:: WHAT THE TASK REQUIRES ::
Write out the data below exactly, beginning with the first line and ending once the line that has "Move UI relating" is written.

[DATA PROVIDED]

PR #16721, opened 2024-03-07
Groups UI Twig

cconard96:
| Q             | A
| ------------- | ---
| Bug fix?      | no
| New feature?  | no
| BC breaks?    | no
| Deprecations? | no
| Tests pass?   | yes
| Fixed tickets | -

Move UI relating to items belonging to/managed by groups, users in a group, and groups assigned to a user to twig.

Still need to re-add filter support to the lists. Will require some changes to how filters are handled in the datatables template.

List of users in a group (Before):
Selection_268

List of users in a group (After):
Selection_269

List of groups for a user (Before):
Selection_266

List of groups for a user (After):
Selection_267

### DIFF
--- a/front/group_user.form.php
+++ b/front/group_user.form.php
@@ -47,7 +47,16 @@ $group_user = new Group_User();
 
 if (isset($_POST["add"])) {
     $group_user->check(-1, CREATE, $_POST);
-    $group_user->add($_POST);
+    if ($group_user->add($_POST)) {
+        Event::log(
+            $_POST["groups_id"],
+            "groups",
+            4,
+            "setup",
+            //TRANS: %s is the user login
+            sprintf(__('%s adds a user to a group'), $_SESSION["glpiname"])
+        );
+    }
     Html::back();
 }
 
--- a/front/group_user.form.php
+++ b/front/group_user.form.php
@@ -47,16 +47,7 @@ $group_user = new Group_User();
 
 if (isset($_POST["add"])) {
     $group_user->check(-1, CREATE, $_POST);
-    if ($group_user->add($_POST)) {
-        Event::log(
-            $_POST["groups_id"],
-            "groups",
-            4,
-            "setup",
-            //TRANS: %s is the user login
-            sprintf(__('%s adds a user to a group'), $_SESSION["glpiname"])
-        );
-    }
+    $group_user->add($_POST);
     Html::back();
 }
 
--- a/src/Group_User.php
+++ b/src/Group_User.php
@@ -354,7 +354,7 @@ class Group_User extends CommonDBRelation
                 ]
             ],
             'WHERE' => [
-                    $group_users_table . '.groups_id'  => $restrict,
+                $group_users_table . '.groups_id'  => $restrict,
             ],
             'ORDERBY' => [
                 User::getTable() . '.realname',
--- a/src/Group_User.php
+++ b/src/Group_User.php
@@ -796,13 +796,15 @@ class Group_User extends CommonDBRelation
 
         parent::post_purgeItem();
 
-        Event::log(
-            $this->fields['groups_id'],
-            "groups",
-            4,
-            "setup",
-            sprintf(__('%s deletes users from a group'), $_SESSION["glpiname"])
-        );
+        if (Session::getLoginUserID() !== false) {
+            Event::log(
+                $this->fields['groups_id'],
+                "groups",
+                4,
+                "setup",
+                sprintf(__('%s deletes users from a group'), $_SESSION["glpiname"])
+            );
+        }
 
         // remove user from plannings
         $groups_id  = $this->fields['groups_id'];
--- a/src/Group_User.php
+++ b/src/Group_User.php
@@ -378,9 +378,6 @@ class Group_User extends CommonDBRelation
      */
     public static function showForGroup(Group $group)
     {
-        /** @var array $CFG_GLPI */
-        global $CFG_GLPI;
-
         $ID = $group->getID();
         if (
             !User::canView()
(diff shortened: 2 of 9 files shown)


orthagh:
A few comments:
- having red icons instead nothing seems an UI regression. Red means a warning for the admin where in this case, it's just not having an attribute attached to the user-group relation
- we may also drop the green check and the circle (personal preference) to a simple greyish `ti-check` 
- no pagination is available (i have a 914 group-user)
- can we review the add part also, I think a modal with vertical fields could be better here (the same can be said for Authorizations of user, addition action should be moved to another context)

cconard96:
>     * having red icons instead nothing seems an UI regression. Red means a warning for the admin where in this case, it's just not having an attribute attached to the user-group relation

I added them specifically because I noticed the previous checkmark images had no titles and therefore there is no data for screen readers. I'm not sure how well it would be presented in that case with a mix of empty cells and cells containing "Yes". If the UI isn't good, I can remove the icons and only have sr-only "No" spans.

orthagh:
>  no data for screen readers

Good point

> I can remove the icons and only have sr-only "No" spans.

Good idea !

orthagh:
> can we review the add part also

I think we're good apart the above point.

cconard96:
> > can we review the add part also
> 
> I think we're good apart the above point.

The old UI had an itemtype dropdown above the item list that filtered the list. I need to re-implement that in the datatable filter.

For the form, I thought this could be standardized across all tabs with datatables, at least for short forms like this.
1. The form is initially hidden behind a centered Add button unless it can be fit on a single line (like this case)
2. Clicking the add button shows the form fields, along with an Add and Cancel button. Clicking Add will create the item while Cancel hides the form and shows the original button.
3. Clicking an item in the list will hide the initial Add button and show the form with the selected item's data, along with a Save and Cancel button. This won't effect some items that are intended currently to be deleted and recreated rather than edited link simple links between two other items.
If the form is too long, it would need handled in a modal or a separate page.

cconard96:
@AdrienClairembault can you check the display regarding recursive groups?  I'm not sure it was displayed right when you filter the results. Right now, the `clearDuplicatedGroupData` calls are commented out and seem OK for me, but I guess that isn't the desired behavior.

AdrienClairembault:
Its been a while since the recursive groups dev but I think the goal is to avoid having twice the same group in the list:

image

Case `A` is a group directly assigned to the user, while `B` is a recursive assignation.

If I un-comment `clearDuplicatedGroupData` then there is no duplicated data.

Regarding filtering, maybe it was already broken before (I wasn't aware of this feature).
I've also noticed that sorting does not work (unrelated to whether or not `clearDuplicatedGroupData` is commented).

cconard96:
> Its been a while since the recursive groups dev but I think the goal is to avoid having twice the same group in the list:
> 
> Case `A` is a group directly assigned to the user, while `B` is a recursive assignment.
> 
> If I un-comment `clearDuplicatedGroupData` then there is no duplicated data.
> 
> Regarding filtering, maybe it was already broken before (I wasn't aware of this feature). I've also noticed that sorting does not work (unrelated to whether or not `clearDuplicatedGroupData` is commented).

The filters before were just a dropdown to toggle between manager, delegate and nothing, and a yes/no dropdown to show child groups.
With this PR, child groups are always pulled in the data as I wanted to delegate that to the filters in the datatable. IMO, the "duplicates" should always be shown by default. Since there is a column that says which group the association is for, there shouldn't be an issue.
The issue I noticed was that I had a user assigned to a parent group and a child group. In the parent group, none of the flags were set to Yes, while they were in the child group. The parent was made recursive. By default, I saw only their membership in the parent group. When filtering to show managers, the previously shown result for that user disappeared and was replaced with the one in the child group which matched the filter.

AdrienClairembault:
> IMO, the "duplicates" should always be shown by default. Since there is a column that says which group the association is for, there shouldn't be an issue.

I don't have a strong opinion on this. @orthagh should probably clarify what's best.

Did you see my comment on sorting being broken ? This part must be fixed before it can be merged IMO.

orthagh:
> For the form, I thought this could be standardized across all tabs with datatables, at least for short forms like this.

OK, that seems fair.
Could you make a bit more spacing between the form and the list (maybe also an hr)


> IMO, the "duplicates" should always be shown by default

I agree

> If time permits, all of the datatables can be iterated on to support more filters, sorting, pagination, etc.

Please note this as a to-do. 
I'm ok to merge as it for the moment. Just we shouldn't forget it

AdrienClairembault (approved):

src/Group_User.php
```diff
@@ -398,23 +310,39 @@ public static function getDataForGroup(
...
+            'delegatee' => "$group_users_table.is_userdelegate",
+            'is_active' => 'glpi_users.is_active',
+        ];
+        if (is_array($crit)) {
+            foreach ($crit as $key => $value) {
+                if (!empty($value) && isset($filter_map[$key])) {
+                    $where_filters[$filter_map[$key]] = $value;
+                }
+            }
+        }
```
cedric-anne, line 326: `$where_filters` are never used.

front/group_user.form.php
```diff
@@ -47,16 +47,7 @@
...
     $group_user->check(-1, CREATE, $_POST);
-    if ($group_user->add($_POST)) {
-        Event::log(
-            $_POST["groups_id"],
-            "groups",
-            4,
-            "setup",
-            //TRANS: %s is the user login
-            sprintf(__('%s adds a user to a group'), $_SESSION["glpiname"])
-        );
```
cedric-anne, line 58: This should probably stay in the front page. Event logs are mostly made from front files, and, for the moment, we do not have time to think about how we could/should enhance this.

trasher (changes requested):
Tests are failing, I guess because there is no logged-in user

trasher (approved):

PR #16731, opened 2024-03-08
Forms: display all actions labels

AdrienClairembault:
Suggested by @orthagh.

Before:
image
image

After:
image
image

| Q             | A
| ------------- | ---
| Bug fix?      | yes
| New feature?  | no
| BC breaks?    | no
| Deprecations? | no
| Tests pass?   | yes
| Fixed tickets |

### DIFF
--- a/js/form_editor_controller.js
+++ b/js/form_editor_controller.js
@@ -506,7 +506,14 @@ class GlpiFormEditorController
         const tab_content_border = 1;
 
         // Compute and apply ideal height
-        const height = (window_height - editor_height - tab_content_border);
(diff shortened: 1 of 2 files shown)


orthagh (approved):

AdrienClairembault:
@orthagh do you also have a suggestion for the preview button ?
You said it didn't have enough visibility, would "unghosting" it be enough ?

image

We could handle that in this PR too if we can find a quick solution.

orthagh:
>  would "unghosting" it be enough ?

Probably yes !

AdrienClairembault:
Done, I've also fixed the issue you reported on the debug bar.

PR #16734, opened 2024-03-09
Knowbase Twig UI

cconard96:
| Q             | A
| ------------- | ---
| Bug fix?      | no
| New feature?  | no
| BC breaks?    | no
| Deprecations? | no
| Tests pass?   | yes
| Fixed tickets | -


orthagh (changes requested):
When I saw the title, I was afraid of the result :)
As it's a big system, it's easy to forget parts.
Anyway, the transition to twig seems to be good with a few quirks (some present before this PR, but I guess we may fix them now):

- Toggle browse (in the "Browse" tab) switch to the "Search" tab and doesn't keep the value (nor change the tree state)
- Same for the "Show unpublished" control.
- In the article view, there's a tab switching issue after saving, but I guess it's the issue we have in the main branch (maybe you could rebase the current PR)
- for comment system:
   image
   - Can we make the "New comment" section under a button? Having the full form in permanence pollutes the UI flow
   - The Add+Cancel buttons should have a distinct style (primary, ghost-secondary) and probably be inverted
   - A "new comment" form (as the top level, or as a reply) should have a distinct background.
   - same for a block of readable content (we may re-use `itilfollowup` style)
   - The photo of the user should be placed a few pixels lower.
   - The "Edit" and "Reply" mini buttons should be placed side to side.

cconard96:
> When I saw the title, I was afraid of the result :) As it's a big system, it's easy to forget parts. Anyway, the transition to twig seems to be good with a few quirks (some present before this PR, but I guess we may fix them now):

I had a context saved in PHPStorm with maybe 60-70 files I found with HTML directly echoed. Rather than having 60-70 PRs, I tried to group changes. This should be the last big twig migration PR. Afterwards, there are still approximately 40 files I previously identified left to review/migrate.

cconard96:
New comment design:
Selection_280

orthagh (approved):
We're good on this one

cedric-anne:
@cconard96 Could you rebase to solve conflicts ?

trasher:
Tests are fzailing (there is also a CI fix to be done)

PR #16748, opened 2024-03-11
add option to show pagination on top of search results

orthagh:
Requester after an early internal review of 11.0 UI.

image

### DIFF
--- a/install/migrations/update_10.0.x_to_11.0.0/user.php
+++ b/install/migrations/update_10.0.x_to_11.0.0/user.php
@@ -45,8 +45,10 @@ if (!$DB->fieldExists('glpi_users', 'is_notif_enable_default')) {
 $migration->addConfig(['is_notif_enable_default' => 1]);
 
 // search ux improvements (#15861)
-$migration->addField('glpi_users', 'show_search_form', "tinyint DEFAULT 0");
+$migration->addField('glpi_users', 'search_pagination_on_top', "tinyint DEFAULT 0");
+$migration->addField('glpi_users', 'search_footer_on_top', "tinyint DEFAULT 0");
 $migration->dropField('glpi_users', 'fold_search');
 
-$migration->addConfig(['show_search_form' => 0]);
+$migration->addConfig(['search_pagination_on_top' => 0]);
+$migration->addConfig(['search_footer_on_top' => 0]);
 Config::deleteConfigurationValues('core', ['fold_search']);
--- a/install/migrations/update_10.0.x_to_11.0.0/user.php
+++ b/install/migrations/update_10.0.x_to_11.0.0/user.php
@@ -45,7 +45,7 @@ if (!$DB->fieldExists('glpi_users', 'is_notif_enable_default')) {
 $migration->addConfig(['is_notif_enable_default' => 1]);
 
 // search ux improvements (#15861)
-$migration->addField('glpi_users', 'show_search_form', "tinyint DEFAULT 0");
+$migration->addField('glpi_users', 'show_search_form', "tinyint DEFAULT NULL");
 $migration->addField('glpi_users', 'search_pagination_on_top', "tinyint DEFAULT NULL");
 $migration->dropField('glpi_users', 'fold_search');
 
--- a/install/migrations/update_10.0.x_to_11.0.0/user.php
+++ b/install/migrations/update_10.0.x_to_11.0.0/user.php
@@ -46,7 +46,7 @@ $migration->addConfig(['is_notif_enable_default' => 1]);
 
 // search ux improvements (#15861)
 $migration->addField('glpi_users', 'show_search_form', "tinyint DEFAULT 0");
-$migration->addField('glpi_users', 'search_pagination_on_top', "tinyint DEFAULT 0");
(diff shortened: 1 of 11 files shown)


AdrienClairembault:
Maybe the items should be centered ? 

image

This make the header feel "crowded" but since it is not the default option I am OK with it.

cconard96:
This conflicts with the new status message area for mail collectors and automatic actions.

Selection_279

orthagh:
> This conflicts with the new status message area for mail collectors and automatic actions.

I switched the position of the two blocks, it should be better (or at least, not so bad). As we have only receivers with this kind of display, I guess it's ok. Alerts in the header are not ideal, but for the moment any alternative was worse (double scrollbars for example).

> Maybe the items should be centered ?

Done

> This make the header feel "crowded"

I tried with the pager between the global header and the columns header, it's harder to achieve with 3 stickies and it makes the space reserved for headers a bit too much.
I take any alternative suggestions.

cconard96:
> I take any alternative suggestions.
Maybe the status alerts shouldn't be shown in the search pages at all. We have a message area on the central homepage, even if it is currently used for post-install/post-update messages, they could fit in there. Although, that could be an issue for people who hide the central messages to ignore the optional migration warnings.

The only other suggestion I have is a lot more work and a new feature where there is a sort of notification area/inbox along the top of the page next to the user dropdown where these kinds of alerts can be shown.

AdrienClairembault:
Spacing feels a bit weird:

image

Shouldn't (1) and (2) be the same size ?

AdrienClairembault:
And the number of rows can't be changed anymore:

row_number

It works fine without the option, definitely related to these changes.

orthagh:
> Spacing feels a bit weird:

Fixed

> And the number of rows can't be changed anymore

fixed

Current iteration: 
image

templates/components/pager.html.twig
```diff
@@ -72,20 +74,26 @@
         'no_onchange': fluid_search|default(false),
         'select_class': 'search-limit-dropdown',
     }) %}
-    <span class="search-limit d-none d-md-block">
-        {{ __('%s rows / page')|format(limitdropdown)|raw }}
-    </span>
-    <span class="search-limit d-block d-md-none">
+    {% if not short_display %}
+        <span class="search-limit d-none d-md-block">
+            {{ __('%s rows / page')|format(limitdropdown)|raw }}
```
cconard96, line 79:
```suggestion
            {{ __('%s rows / page')|e|format(limitdropdown)|raw }}
```
I think if you format a localization string and then output as raw, you need to escape the text just before formatting in the rare case that a translation can have HTML characters.

AdrienClairembault (changes requested):
I am not sure if it is related to your changes but this button has a very thin box shadow that should be removed: 
image.

The pagination actions are not aligned correctly:
image


You need to add "display: flex" to each `<a>` tags:
image

orthagh:
Done

AdrienClairembault (approved):

install/mysql/glpi-empty.sql
```diff
@@ -7825,6 +7825,7 @@ CREATE TABLE `glpi_users` (
   `password_history` longtext,
   `is_notif_enable_default` tinyint DEFAULT NULL,
   `show_search_form` tinyint DEFAULT 0,
+  `search_pagination_on_top` tinyint DEFAULT 0,
```
cedric-anne, line 7828: Default value for users should be `null`. Indeed, this `null` value will permit to fallback to the value configured globally in the `glpi_configs` table.

```suggestion
  `search_pagination_on_top` tinyint DEFAULT NULL,
```

By the way, it looks like the `show_search_form` default value should be fixed.

cconard96 (approved):

install/migrations/update_10.0.x_to_11.0.0/user.php
```diff
@@ -46,7 +46,9 @@
 
 // search ux improvements (#15861)
 $migration->addField('glpi_users', 'show_search_form', "tinyint DEFAULT 0");
+$migration->addField('glpi_users', 'search_pagination_on_top', "tinyint DEFAULT 0");
```
trasher, line 49:
```suggestion
$migration->addField('glpi_users', 'search_pagination_on_top', "tinyint DEFAULT NULL");
```

install/migrations/update_10.0.x_to_11.0.0/user.php
```diff
@@ -46,7 +46,9 @@
 
 // search ux improvements (#15861)
 $migration->addField('glpi_users', 'show_search_form', "tinyint DEFAULT 0");
```
cedric-anne, line 48:
```suggestion
$migration->addField('glpi_users', 'show_search_form', "tinyint DEFAULT NULL");
```

install/mysql/glpi-empty.sql
```diff
@@ -7825,6 +7825,7 @@ CREATE TABLE `glpi_users` (
   `password_history` longtext,
   `is_notif_enable_default` tinyint DEFAULT NULL,
   `show_search_form` tinyint DEFAULT 0,
```
cedric-anne, line 7827:
```suggestion
  `show_search_form` tinyint DEFAULT NULL,
```

cedric-anne (approved):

[/DATA PROVIDED]

:: SOLUTION FOR THIS EXERCISE ::
PR #16721, opened 2024-03-07
Groups UI Twig

cconard96:
| Q             | A
| ------------- | ---
| Bug fix?      | no
| New feature?  | no
| BC breaks?    | no
| Deprecations? | no
| Tests pass?   | yes
| Fixed tickets | -

Move UI relating to items belonging to/managed by groups, users in a group, and groups assigned to a user to twig.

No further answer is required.